From the outset the striking miners endured intense hardships. The operators used strikebreakers, private police, injunctions, and many other antiunion tactics which had been developed during a century of industrial conflict in America. Owners also evicted 12,000 miners and their families from company housing between July and December, 1927. The miners in Rossiter began to agitate, marching to other mines and encouraging their workers to join the strike.

In a major setback for the union, the company brought in strikebreakers and reopened the Rossiter mine in September, on a non-union basis with most of its employees recruited from outside the district and paid on the lower 1917 scale. A further, and much greater setback for the unions occurred in November, when Judge Jonathan Langham, serving on the Court of Common Pleas of Indiana County, Pennsylvania, published several sweeping injunctions against the protesters, putting a halt to their collective activities. The injunction forbade picketing, marching or gathering for meetings or rallies. It prohibited the disbursement of union funds for use by striking miners. The order also forbade newspaper advertisements and other means of communication being used to aid the cause of the strikers and convincing miners to desist from work. But it was his final injunction which brought national attention to the conflict in Pennsylvania: He issued a prohibition against singing hymns and holding church services on the last two pieces of property in Rossiter not owned by the mining operators: lots owned by the Magyar Presbyterian Church situated directly opposite the mouth of the mine.

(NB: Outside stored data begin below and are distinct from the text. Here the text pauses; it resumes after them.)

PR #1130, opened 2022-08-27
Enhance stubs for csrf decorators.

PIG208:
`csrf_protect` and etc. are created via the `decorator_from_middleware`
helper, which doesn't modify the original signature of the wrapped view
function. Using TypeVar helps preserve the original type of the
decorated callable.

Related implementation in Django: https://github.com/django/django/blob/b92ffebb0cdc469baaf1b8f0e72dddb069eb2fb4/django/utils/decorators.py#L117-L162

## Related issues

None


sobolevn (approved):
Thanks!

PR #1131, opened 2022-08-28
Add async queryset for Django 4.1

xncbf:
# I have made things!

I added all of asynchronous queries created in django 4.1, including `contains` created in django 4.0.

## Related issues

n/a


django-stubs/db/models/manager.pyi
```diff
@@ -50,26 +50,51 @@ class BaseManager(Generic[_T]):
...
     def delete(self) -> Tuple[int, Dict[str, int]]: ...
+    async def adelete(self) -> Tuple[int, Dict[str, int]]: ...
     def update(self, **kwargs: Any) -> int: ...
+    async def aupdate(self, **kwargs: Any) -> int: ...
     def exists(self) -> bool: ...
+    async def aexists(self) -> bool: ...
     def explain(self, *, format: Optional[Any] = ..., **options: Any) -> str: ...
+    async def aexplain(self, *, format: Optional[Any] = ..., **options: Any) -> str: ...
+    def contains(self, objs: Iterable[_T]) -> bool: ...
+    async def acontains(self, objs: Iterable[_T]) -> bool: ...
```
adamchainz, line 97: this type is wrong - it doesn't take an iterable of type `_T` but a single instance of `_T`

https://docs.djangoproject.com/en/4.1/ref/models/querysets/#django.db.models.query.QuerySet.contains


```suggestion
    def contains(self, obj: _T) -> bool: ...
    async def acontains(self, obj: _T) -> bool: ...
```

django-stubs/db/models/query.pyi
```diff
@@ -57,25 +57,49 @@ class _QuerySet(Generic[_T, _Row], Collection[_Row], Reversible[_Row], Sized):
...
     def get(self, *args: Any, **kwargs: Any) -> _Row: ...
+    async def aget(self, *args: Any, **kwargs: Any) -> _Row: ...
     def create(self, **kwargs: Any) -> _T: ...
+    async def acreate(self, **kwargs: Any) -> _T: ...
     def bulk_create(
         self, objs: Iterable[_T], batch_size: Optional[int] = ..., ignore_conflicts: bool = ...
     ) -> List[_T]: ...
+    async def abulk_create(
+        self, objs: Iterable[_T], batch_size: Optional[int] = ..., ignore_conflicts: bool = ...
+    ) -> List[_T]: ...
```
adamchainz, line 70: Whilst modifying `bulk_create` let's also import the new Django 4.1 parameters.

https://docs.djangoproject.com/en/4.1/ref/models/querysets/#django.db.models.query.QuerySet.bulk_create

> The update_conflicts, update_fields, and unique_fields parameters were added to support updating fields when a row insertion fails on conflict.

```suggestion
    def bulk_create(
        self,
        objs: Iterable[_T],
        batch_size: Optional[int] = ...,
        ignore_conflicts: bool = ...,
        update_conflicts: bool = ...,
        update_fields: Optional[Collection[str]] = ...,
        unique_fields: Optional[Collection[str]] = ...,
    ) -> List[_T]: ...
    async def abulk_create(
        self,
        objs: Iterable[_T],
        batch_size: Optional[int] = ...,
        ignore_conflicts: bool = ...,
        update_conflicts: bool = ...,
        update_fields: Optional[Collection[str]] = ...,
        unique_fields: Optional[Collection[str]] = ...,
    ) -> List[_T]: ...
```

sobolevn (commented):
This is ok as the first step, but please: take in mind that we also have special handling of `.filter` and other query set  methods in out plugin.

This would need to be addressed as well.

adamchainz (commented):
damn I was just reviewing @sobolevn 😅 making a PR with these changes

django-stubs/db/models/manager.pyi
sobolevn: Thanks for catching this! I never used async django, so my knowledge is limited: I was just checking that signatures are the same as regular methods.

PR #1134, opened 2022-08-28
Improve types for QuerySet.contains and bulk_create

adamchainz:
# I have made things!

Copying in review from #1131.

## Related issues

n/a


django-stubs/db/models/query.pyi
```diff
@@ -98,8 +110,8 @@ class _QuerySet(Generic[_T, _Row], Collection[_Row], Reversible[_Row], Sized):
     async def aexists(self) -> bool: ...
     def explain(self, *, format: Optional[Any] = ..., **options: Any) -> str: ...
     async def aexplain(self, *, format: Optional[Any] = ..., **options: Any) -> str: ...
-    def contains(self, objs: Iterable[_T]) -> bool: ...
-    async def acontains(self, objs: Iterable[_T]) -> bool: ...
+    def contains(self, obj: models.Model) -> bool: ...
+    async def acontains(self, obj: models.Model) -> bool: ...
```
adamchainz, line 114: using `_T` here gave me:

```
django-stubs/db/models/query.pyi:113: error: Cannot use a covariant type variable as a parameter
django-stubs/db/models/query.pyi:114: error: Cannot use a covariant type variable as a parameter
```

But looking at the source, it seems any instance of a model class is acceptable:

https://github.com/django/django/blob/b92ffebb0cdc469baaf1b8f0e72dddb069eb2fb4/django/db/models/query.py#L1241-L1255

hence change to `models.Model`

sobolevn (approved):
Wow, `update_conflicts=True` looks like an amazing feature!

adamchainz:
Yeah!

I suppose for strict accuracy, we could use `@overload` to enforce that `ignore_conflicts` and `update_conflicts` are not passed at the same time, and that the fields are passed if `update_conflicts` is `True`, etc. But I cba to enumerate all the cases right now 😅

PR #1135, opened 2022-08-28
Fix Manager.contains and bulk_create

adamchainz:
# I have made things!

Realized that #1134 only changed the methods on `QuerySet`, not `Manager`.

Also normalized import of `Model` in `db/models/query.pyi` so that hints for methods can be copied between the two classes when required.

## Related issues

n/a


sobolevn (approved):

sobolevn:
**Offtop**

Hey, @adamchainz! A friend of mine shared this link with me today: https://github.com/trending/developers

Looks like you are a trending developer of the day! Maybe it will make your day better!
Thanks for all the hard work :)

adamchainz:
Ha thanks. You're trending at number 4! 👏

I was trending before in May too, no idea how it's computed 🤷‍♂️

Keep up the good work yourself!

PR #1143, opened 2022-09-05
Add django.db.models.functions.Collate

syre:
Collate has been part of django.db.models.functions since 3.2 afaik:

https://github.com/django/django/blob/stable/3.2.x/django/db/models/functions/comparison.py#L74
https://docs.djangoproject.com/en/3.2/ref/models/database-functions/#django.db.models.functions.Collate


django-stubs/db/models/functions/comparison.pyi
```diff
@@ -8,6 +8,7 @@ class Cast(Func):
     def __init__(self, expression: Any, output_field: Union[str, Field]) -> None: ...
 
 class Coalesce(Func): ...
+class Collate(Func): ...
```
adamchainz: can you type out its `__init__` please? it takes an expression, and a collation that's a string, it seems

syre: sure, i have updated the MR

adamchainz:
Thank you!

PR #1145, opened 2022-09-05
Add `Parser.__loaded_blocks` type hint

UnknownPlatypus:
# I have made things!
While working on a custom `BlockNode` implementation, I noticed a missing attribute to the `Parser` class named `__loaded_blocks`. This attribute is not initially on the class but attached to it by the [`do_block`](https://github.com/django/django/blob/main/django/template/loader_tags.py#L212) function. 

It is used to [track duplicate template block names](https://github.com/django/django/blob/main/django/template/loader_tags.py#L222-L231). This MR is simply adding hints for this attribute.

Thanks again for the awesome work on this project !
Cheers


sobolevn (commented):
I am not sure that this is a reasonable exception from our "almost no protected, no private names" rule.

Do you have anything to persuade me?

UnknownPlatypus:
Oh sorry for that, i was unaware of the "almost no protected, no private names" rule.

I was thinking this change was quite harmless and convenient for people working on custom `BlockNode` implementations. You have to opt in to this `__loaded_blocks` attribute else your custom `BlockNode` class might have trouble working correctly together with regular block nodes. 

But I understand custom block node might be an edge case you don't want to support. And I can probably avoid working with this private attribute.

Up to you.

sobolevn:
The problem with private attributes is that no one promises that it is going to be there in the next patch / security / minor release.

It is quite hard for us to track these. So, I am going to close your PR.
However, thanks a lot for the proposal! Please, feel free to send other improvements :)

UnknownPlatypus:
No worries. Thanks for the input !

PR #1146, opened 2022-09-08
Correct EmailMultiAlternatives.body

adamchainz:
# I have made things!

Like its superclass `EmailMessage`, `EmailMultiAlternatives` also accepts `None` for `body`, which is turned into `""`.

[source](https://github.com/django/django/blob/32536b1324e98768dd892980408a8c6b26c23fd9/django/core/mail/message.py#L240)

## Related issues

n/a


sobolevn (approved):
Thanks!

Issue #1085, opened 2022-08-04
"_MonkeyPatchedWSGIResponse" has no attribute "redirect_chain"


monosans:
# Bug report

## What's wrong

```python
from django.test import Client

c = Client()
response = c.get("/admin/", follow=True)
response.redirect_chain  # "_MonkeyPatchedWSGIResponse" has no attribute "redirect_chain"
```

## How is that should be

If the `follow=True` argument was passed, the response object must have the `redirect_chain` attribute, otherwise it must not.

Quote from [docs](https://docs.djangoproject.com/en/4.1/topics/testing/tools/#making-requests): `If you set follow to True the client will follow any redirects and a redirect_chain attribute will be set in the response object containing tuples of the intermediate urls and status codes.`

The type of this attribute is `List[Tuple[str, int]]`.

## System information

- OS: Arch Linux
- `python` version: 3.10.5
- `django` version: 4.1
- `mypy` version: 0.961 and 0.971
- `django-stubs` version: 1.12.0
- `django-stubs-ext` version: 0.5.0

adamchainz:
Fixed in #1124. Please use a Git install to pull in this type ([example](https://github.com/typeddjango/django-stubs/issues/1095#issuecomment-1241967327)) to resolve this problem until the next release.

PR #1148, opened 2022-09-09
Remove bad redirect_chain attributes

adamchainz:
# I have made things!

`redirect_chain` is monkey-patched on by the test client. I added it in #1124 . I just spotted there are bad `redirect_chain` attributes declared on the base `HttpResponse` and `TemplateResponse` classes, added in fa718b8e55e4ac74b309b0068eeced6f89f48728. These are not generally there, only the monkey-patching adds them, so we should remove these declarations.

## Related issues

Looking at #1085 made me check the history.

### DIFF
--- a/django-stubs/http/response.pyi
+++ b/django-stubs/http/response.pyi
@@ -93,7 +93,6 @@ class HttpResponseBase:
 class HttpResponse(HttpResponseBase, Iterable[bytes]):
     content = _PropertyDescriptor[object, bytes]()
     csrf_cookie_set: bool
-    redirect_chain: List[Tuple[str, int]]
     sameorigin: bool
     test_server_port: str
     test_was_secure_request: bool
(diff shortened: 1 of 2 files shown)


django-stubs/http/response.pyi
```diff
@@ -93,7 +93,6 @@ class HttpResponseBase:
 class HttpResponse(HttpResponseBase, Iterable[bytes]):
     content = _PropertyDescriptor[object, bytes]()
     csrf_cookie_set: bool
-    redirect_chain: List[Tuple[str, int]]
```
intgr, line 96: Maybe this should be added to `_MonkeyPatchedWSGIResponse`, `_MonkeyPatchedASGIResponse`?

adamchainz: it is, since #1124, as I linked in description :)

intgr: Ah thanks, sorry I missed that

sobolevn (approved):
Thank you!

PR #1150, opened 2022-09-13
move _default_manager to ModelBase

clouds56:
# I have made things!

Move _default_manager from Model (as a `@classproperty`) to ModelBase (as a `@property`)
To match what exactly happens in django
https://github.com/django/django/blob/e14d08cd894e9d91cb5d9f44ba7532c1a223f458/django/db/models/base.py#L429
(and also makes pyright/pylance happy)

## Related issues

see also #817.


django-stubs/db/models/base.pyi
```diff
@@ -16,19 +15,17 @@ class ModelState:
     adding: bool = ...
     fields_cache: ModelStateFieldsCacheDescriptor = ...
 
-class ModelBase(type): ...
+class ModelBase(type):
+    @property
+    def _default_manager(cls: Type[_Self]) -> BaseManager[_Self]: ...
```
sobolevn: I think that mypy might not like `cls` to be bound to `Type[Model]` 🤔

clouds56: Yes, mypy's right, updated.

clouds56: I have no idea how to solve this, maybe a `type: ignore` should be introduced.
Indeed, there's no guarantee that `ModelBase` would receive `cls` that bounded to `Model`.

sobolevn: I think we can fallback to the first solution + `type: ignore`

django-stubs/db/models/base.pyi
```diff
@@ -18,16 +17,17 @@ class ModelState:
 
 class ModelBase(type):
     @property
-    def _default_manager(cls: Type[_Model]) -> BaseManager[_Model]: ...
+    def objects(cls: Type[_Self]) -> BaseManager[_Self]: ... # type: ignore
```
sobolevn: Please, add a code for these ignores. `--show-error-codes`.

sobolevn (approved):
Thanks a lot!

Tests:
- https://github.com/typeddjango/django-stubs/blob/3d8d9004874bc09308cce0f1e0fd5507782c9bb8/tests/typecheck/managers/test_managers.yml#L37
- https://github.com/typeddjango/django-stubs/blob/3d8d9004874bc09308cce0f1e0fd5507782c9bb8/tests/typecheck/managers/test_managers.yml#L62

sobolevn:
Please, make sure to fix `django-stubs/db/models/base.pyi` with `black`

clouds56:
@sobolevn I believe all checks have passed, what's blocking?

PR #1152, opened 2022-09-15
Serialize `RelatedManager` attributes in cache

### LINKED ISSUE #1151: Any `RelatedManager`s does not exist on cached runs for model instances
## What's wrong

Accessing `RelatedManager`s through any `related_name=` values on model instances yields error seen below __on cached runs__

```
error: "Purchase" has no attribute "receipts"  [attr-defined]
    reveal_type(purchase.receipts)
```

Inspecting the `.mypy_cache` I can verify that there's no entry in `"names"` for such attributes. Making me highly suspect the plugin is setting `no_serialize=True` incorrectly for generated `RelatedManager`s.

## How is that should be

Cached runs should not error on attributes existing on non cached runs. i.e. Entry under `"names"` in cache should exist for attributes inheriting `RelatedManager`.

## System information

- OS:
- `python` version: 3.10
- `django` version: 4.1.1
- `mypy` version: 0.971

flaeppe:
## Related issues

Closes #1151

### DIFF
--- a/mypy_django_plugin/transformers/models.py
+++ b/mypy_django_plugin/transformers/models.py
@@ -538,9 +538,7 @@ class AddRelatedManagers(ModelClassInitializer):
                     model_info=related_model_info, derived_from="_default_manager"
                 )
                 if default_reverse_manager_info:
-                    self.add_new_node_to_model_class(
-                        attname, Instance(default_reverse_manager_info, []), no_serialize=True
-                    )
+                    self.add_new_node_to_model_class(attname, Instance(default_reverse_manager_info, []))
                     continue
 
                 # The reverse manager we're looking for doesn't exist. So we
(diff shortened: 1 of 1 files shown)


sobolevn (commented):
Can you please verify this locally with cache tuend on?

flaeppe:
Yeah, I've done that. Seeing output like:

```
note: Revealed type is "bcom.pos.models.Receipt_RelatedManager"
```

As well as finding the (previously missing) entries in cache:

```json
      "receipts": {
        ".class": "SymbolTableNode",
        "kind": "Mdef",
        "node": {
          ".class": "Var",
          "flags": [
            "is_initialized_in_class",
            "is_ready"
          ],
          "fullname": "[...].models.Purchase.receipts",
          "name": "receipts",
          "type": "[...].models.Receipt_RelatedManager"
        },
        "plugin_generated": true
      },
```

sobolevn (approved):
Caching is hard.

flaeppe:
> Caching is hard.

Indeed

For completeness I just want to add that I'm also seeing a `SymbolTableNode` for `Receipt_RelatedManager`, with a correct mro which, IIRC, is kind of the end result of the code around the changed lines here

```json
    "mro": [
      "[...].models.Receipt_RelatedManager",
      "django.db.models.manager.RelatedManager",
      "[...].models.ReceiptManager",
      "django.db.models.manager.Manager",
      "django.db.models.manager.BaseManager",
      "builtins.object"
    ],
```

The publicity spawned by Langham's injunction attracted out-of-state journalists, and a United States Senate investigating committee that came to Rossiter in February 1928. The senators, who included Senator Robert Wagner of New York, heard testimony from Rossiter miners, company officials, and Langham, and pointedly questioned the judge and company attorneys about the injunction's marker denial of civil liberties and free speech. The company continued to import strikebreakers and rely on Coal and Iron Police, and by the end of August virtually every Rossiter-area mine operated on a non-union basis. In October 1928 the national strike officially ended in a major defeat for the UMWA.

== Aftermath ==

The strike proved to be a disaster for the union. By 1929 only about 84,000 miners were paying dues. The central competitive field, the heart of the union's strength, was lost. Wage rates in the industry declined from an average of $7.50 to $5.50 per day. The work force in Pennsylvania declined by 21 percent.

The national strike and events in Rossiter, however, had telling effects on Senator Wagner, bolstering his sympathy for labor. Allied with Senator George Norris and Congressman Fiorello La Guardia, Wagner co-sponsored the Norris-La Guardia Act of 1932, which greatly restricted the use of labor injunctions.

In 1933 Wagner sponsored the National Industrial Recovery Act (NIRA), which called for collective bargaining between unions and management. This act enabled the UMWA to resume its growth with membership reaching 400,000 in 1934. In 1935, after the United States Supreme Court invalidated the NIRA, Wagner sponsored the National Labor Relations Act, which reinstated the NIRA's collective bargaining provisions and established the National Labor Relations Board to hold union elections and prevent unfair labor practices. Also in 1935, the US Senator from Pennsylvania sponsored the Guffey Coal Conservation Act. This measure, enacted in 1935, regulated the price and marketing structure of coal industry with provisions which guaranteed collective bargaining. It also stipulated uniform scales of wages and hours and created a national commission which would fix prices and regulate production.